La histérica sacraliza la existencia de un padre ideal inalcanzable, y por eso se extravía en lo sintomático. Ese padre imaginario “es madre en tanto oferta lo incestuoso” (Ibíd. Pág. 37). Tal vez, aquello de lo que menos quiera enterarse el histérico es de que, castrado y todo, el padre aun así goza. O, mejor dicho, de que goza gracias a que está castrado. Recordemos que, en el inconsciente, la negación no existe. Tanta insistencia en la im-potencia paterna o del Amo, ateniéndonos a la negación freudiana, debería darnos la pista de que se trataría de subrayar para el histérico algo atinente a la verdad del deseo: que parte de una carencia. El equívoco sea quizá pretender que dicha falta opera a nivel del tener cuando, en rigor, es a nivel del ser donde la ubica el psicoanálisis. Las neurosis no serían sino “modos de hablar” (Lutereau, L.: “¿Qué es la neurosis?” en Histeria y obsesión. Introducción a la clínica de las neurosis. Ed. Letra Viva, 2014. Pág. 14.), en efecto. Pero, ¿de decir qué cosa? Histeria y obsesión pueden pensarse como modos discursivo-sintomáticos que hablan de cómo escaparle a la falta en ser, es decir, estratagemas para reasegurar el dominio yoico y fantamástico sobre la sexualidad y la finitud.    

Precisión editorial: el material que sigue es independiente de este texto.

PR #1267, opened 2018-06-17
ensure mu4e-view-mode hooks run

jvshahid:
This is duplicate of #1265. I made this PR because I wasn't aware at the time of the PR #1265 and I'm not sure if the fix in that PR actually addresses the underlying problem. The problem seems to the nesting of `(run-mode-hooks 'mu4e-view-mode-hook)` inside ` (when (or embedded (not (mu4e~view-mark-as-read-maybe msg)))` and doesn't have anything to do with the condition `mode-enabled`

### DIFF
--- a/mu4e/mu4e-view.el
+++ b/mu4e/mu4e-view.el
@@ -348,8 +348,8 @@ article-mode."
 	  (mu4e~fontify-signature)
 	  (mu4e~view-make-urls-clickable)
 	  (mu4e~view-show-images-maybe msg)
-	  (when embedded (local-set-key "q" 'kill-buffer-and-window))
-          (unless mode-enabled (run-mode-hooks 'mu4e-view-mode-hook)))))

La dificultad esencial del histérico y del neurótico en general esté quizá relacionada con reconocer al padre real, agente de la castración simbólica que anula la consistencia fálica del niñx posibilitándole salir del Edipo. En RSI Lacan establecía la importancia de que el padre se muestre causado por una mujer en tanto objeto. El amor y el respeto del que se haría digno el padre al situarse de ese modo singular (y no en tanto “excepción” como, a mi gusto, desafortunadamente da a entender Lacan en ese Seminario), irían por una vía menos ligada a la idealización de la instancia paterna. Tomar al padre como modelo no tiene por qué necesariamente equivaler a tomarlo como ideal.

 

Tiempo de concluir

Una última puntuación, que permitiría establecer otra divergencia interesante entre histeria y obsesión, es la referida al tiempo. La histérica suspende el goce para eternizar el deseo y de allí la particularidad de su sustracción o postergación en cuanto a la escena sexual. En verdad, lo que allí se eterniza es la insatisfacción más que el deseo en sí. Por el lado de la obsesión, se goza de la postergación misma. Esto se asocia a la demanda del Otro en la etapa así llamada anal. Hacer esperar al Otro antes de entregar lo que supone su valiosísima… mierda. Lacan compara la postura del obsesivo en relación a la espera con la del esclavo hegeliano que espera la muerte del Amo. Si vinculamos esta última cuestión con el mito de la horda primitiva y el asesinato del Padre, lo que el obsesivo estaría esperando sería algo imposible puesto que, como bien establece allí Freud, la muerte del Padre, en lugar de hacerlo desaparecer definitivamente, lo inmortaliza, lo vuelve indestructible.